Collected data
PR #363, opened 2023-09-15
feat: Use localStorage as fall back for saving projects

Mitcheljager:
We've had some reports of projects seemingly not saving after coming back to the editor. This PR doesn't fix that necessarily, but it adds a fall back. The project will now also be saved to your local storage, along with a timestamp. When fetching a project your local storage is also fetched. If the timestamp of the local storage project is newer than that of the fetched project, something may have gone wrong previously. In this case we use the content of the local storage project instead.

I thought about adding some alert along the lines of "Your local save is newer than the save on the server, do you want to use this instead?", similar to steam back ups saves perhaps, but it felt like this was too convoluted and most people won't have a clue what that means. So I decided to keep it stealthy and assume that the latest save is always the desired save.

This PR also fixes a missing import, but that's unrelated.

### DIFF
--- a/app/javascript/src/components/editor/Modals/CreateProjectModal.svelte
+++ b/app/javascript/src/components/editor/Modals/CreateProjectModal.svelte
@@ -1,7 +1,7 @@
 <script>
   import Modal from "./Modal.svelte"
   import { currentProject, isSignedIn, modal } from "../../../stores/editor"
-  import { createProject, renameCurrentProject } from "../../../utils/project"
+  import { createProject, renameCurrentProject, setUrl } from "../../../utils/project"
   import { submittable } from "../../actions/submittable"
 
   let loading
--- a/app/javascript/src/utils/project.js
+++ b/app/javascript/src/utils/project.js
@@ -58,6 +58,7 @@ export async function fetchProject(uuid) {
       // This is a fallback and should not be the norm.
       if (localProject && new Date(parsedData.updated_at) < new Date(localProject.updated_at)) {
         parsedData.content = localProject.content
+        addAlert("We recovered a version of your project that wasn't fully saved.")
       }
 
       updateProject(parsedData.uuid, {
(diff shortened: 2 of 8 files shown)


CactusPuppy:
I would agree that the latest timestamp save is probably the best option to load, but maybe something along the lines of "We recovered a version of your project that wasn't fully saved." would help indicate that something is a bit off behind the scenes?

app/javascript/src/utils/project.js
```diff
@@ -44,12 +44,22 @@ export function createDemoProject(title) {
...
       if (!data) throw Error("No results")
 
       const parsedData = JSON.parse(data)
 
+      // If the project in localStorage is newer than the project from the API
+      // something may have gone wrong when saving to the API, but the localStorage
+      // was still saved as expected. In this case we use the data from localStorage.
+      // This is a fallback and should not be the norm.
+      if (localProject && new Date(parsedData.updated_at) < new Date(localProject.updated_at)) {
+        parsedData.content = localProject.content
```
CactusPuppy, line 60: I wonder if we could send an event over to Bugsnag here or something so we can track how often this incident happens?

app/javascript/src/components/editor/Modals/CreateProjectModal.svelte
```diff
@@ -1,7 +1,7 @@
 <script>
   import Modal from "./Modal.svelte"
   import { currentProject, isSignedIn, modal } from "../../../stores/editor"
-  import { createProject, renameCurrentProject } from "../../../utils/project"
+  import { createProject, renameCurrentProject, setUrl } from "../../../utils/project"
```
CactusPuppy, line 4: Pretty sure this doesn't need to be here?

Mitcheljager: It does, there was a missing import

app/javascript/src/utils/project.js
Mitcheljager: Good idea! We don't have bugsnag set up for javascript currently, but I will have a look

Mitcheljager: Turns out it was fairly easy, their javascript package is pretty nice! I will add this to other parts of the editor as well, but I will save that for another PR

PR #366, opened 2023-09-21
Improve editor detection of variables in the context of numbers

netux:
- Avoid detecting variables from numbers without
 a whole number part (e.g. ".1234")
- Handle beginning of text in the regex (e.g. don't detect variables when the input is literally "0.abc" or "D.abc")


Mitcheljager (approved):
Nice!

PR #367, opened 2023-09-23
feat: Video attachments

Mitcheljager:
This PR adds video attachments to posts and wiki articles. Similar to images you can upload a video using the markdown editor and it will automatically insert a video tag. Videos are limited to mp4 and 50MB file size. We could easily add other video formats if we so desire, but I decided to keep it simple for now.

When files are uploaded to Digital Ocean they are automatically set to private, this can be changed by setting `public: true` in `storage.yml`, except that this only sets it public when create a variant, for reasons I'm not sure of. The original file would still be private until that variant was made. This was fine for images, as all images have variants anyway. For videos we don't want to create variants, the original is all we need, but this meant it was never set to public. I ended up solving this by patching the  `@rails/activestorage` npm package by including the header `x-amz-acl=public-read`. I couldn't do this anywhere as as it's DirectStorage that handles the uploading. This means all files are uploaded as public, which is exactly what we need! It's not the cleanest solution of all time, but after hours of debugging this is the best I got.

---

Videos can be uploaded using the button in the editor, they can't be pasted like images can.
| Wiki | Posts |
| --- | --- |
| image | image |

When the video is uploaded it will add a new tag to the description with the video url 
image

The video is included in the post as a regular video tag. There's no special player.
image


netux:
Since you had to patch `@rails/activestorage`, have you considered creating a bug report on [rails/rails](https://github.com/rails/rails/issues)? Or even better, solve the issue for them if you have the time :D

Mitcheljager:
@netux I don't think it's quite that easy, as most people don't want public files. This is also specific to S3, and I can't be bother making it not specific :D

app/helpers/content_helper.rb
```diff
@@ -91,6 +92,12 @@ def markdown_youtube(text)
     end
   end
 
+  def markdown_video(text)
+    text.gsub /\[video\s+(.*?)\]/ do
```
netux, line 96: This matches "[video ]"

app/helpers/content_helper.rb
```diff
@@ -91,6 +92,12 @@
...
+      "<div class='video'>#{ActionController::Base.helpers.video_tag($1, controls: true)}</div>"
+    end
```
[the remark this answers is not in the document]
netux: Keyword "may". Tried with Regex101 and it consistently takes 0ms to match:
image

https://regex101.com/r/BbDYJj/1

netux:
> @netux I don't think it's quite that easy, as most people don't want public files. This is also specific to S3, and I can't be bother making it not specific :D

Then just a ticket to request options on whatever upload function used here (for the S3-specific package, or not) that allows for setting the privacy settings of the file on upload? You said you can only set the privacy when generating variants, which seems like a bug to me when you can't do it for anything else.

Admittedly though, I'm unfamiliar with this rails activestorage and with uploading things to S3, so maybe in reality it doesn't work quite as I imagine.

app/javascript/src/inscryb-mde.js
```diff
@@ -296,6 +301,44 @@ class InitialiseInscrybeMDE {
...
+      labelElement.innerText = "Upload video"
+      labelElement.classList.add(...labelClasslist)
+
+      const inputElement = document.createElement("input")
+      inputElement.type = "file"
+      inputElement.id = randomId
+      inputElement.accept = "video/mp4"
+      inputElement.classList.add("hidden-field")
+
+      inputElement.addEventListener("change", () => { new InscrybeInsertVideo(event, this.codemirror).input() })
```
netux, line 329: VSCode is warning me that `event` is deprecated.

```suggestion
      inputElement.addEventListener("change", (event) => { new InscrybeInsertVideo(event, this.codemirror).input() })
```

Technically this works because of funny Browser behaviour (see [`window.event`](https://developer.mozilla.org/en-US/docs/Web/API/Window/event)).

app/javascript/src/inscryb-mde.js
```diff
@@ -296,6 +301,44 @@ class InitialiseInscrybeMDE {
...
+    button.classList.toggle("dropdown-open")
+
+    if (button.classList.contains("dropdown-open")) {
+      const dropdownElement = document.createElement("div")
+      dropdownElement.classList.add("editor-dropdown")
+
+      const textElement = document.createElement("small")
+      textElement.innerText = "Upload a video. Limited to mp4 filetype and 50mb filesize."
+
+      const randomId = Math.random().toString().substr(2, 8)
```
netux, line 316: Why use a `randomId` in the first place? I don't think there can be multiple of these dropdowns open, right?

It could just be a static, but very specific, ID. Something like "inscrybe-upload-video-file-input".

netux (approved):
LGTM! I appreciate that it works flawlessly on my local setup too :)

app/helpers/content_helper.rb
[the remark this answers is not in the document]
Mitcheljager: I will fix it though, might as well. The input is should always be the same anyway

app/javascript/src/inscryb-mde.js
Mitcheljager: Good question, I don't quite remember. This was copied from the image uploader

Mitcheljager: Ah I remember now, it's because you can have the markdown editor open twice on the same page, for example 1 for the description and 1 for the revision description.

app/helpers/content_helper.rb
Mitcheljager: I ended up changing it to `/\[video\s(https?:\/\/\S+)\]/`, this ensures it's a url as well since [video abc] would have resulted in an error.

● **What this task involves**
Restate word for word the lines above, beginning at the first one and ending at the line that carries "We've had some".

● **Solution to the exercise**
PR #363, opened 2023-09-15
feat: Use localStorage as fall back for saving projects

Mitcheljager:
We've had some reports of projects seemingly not saving after coming back to the editor. This PR doesn't fix that necessarily, but it adds a fall back. The project will now also be saved to your local storage, along with a timestamp. When fetching a project your local storage is also fetched. If the timestamp of the local storage project is newer than that of the fetched project, something may have gone wrong previously. In this case we use the content of the local storage project instead.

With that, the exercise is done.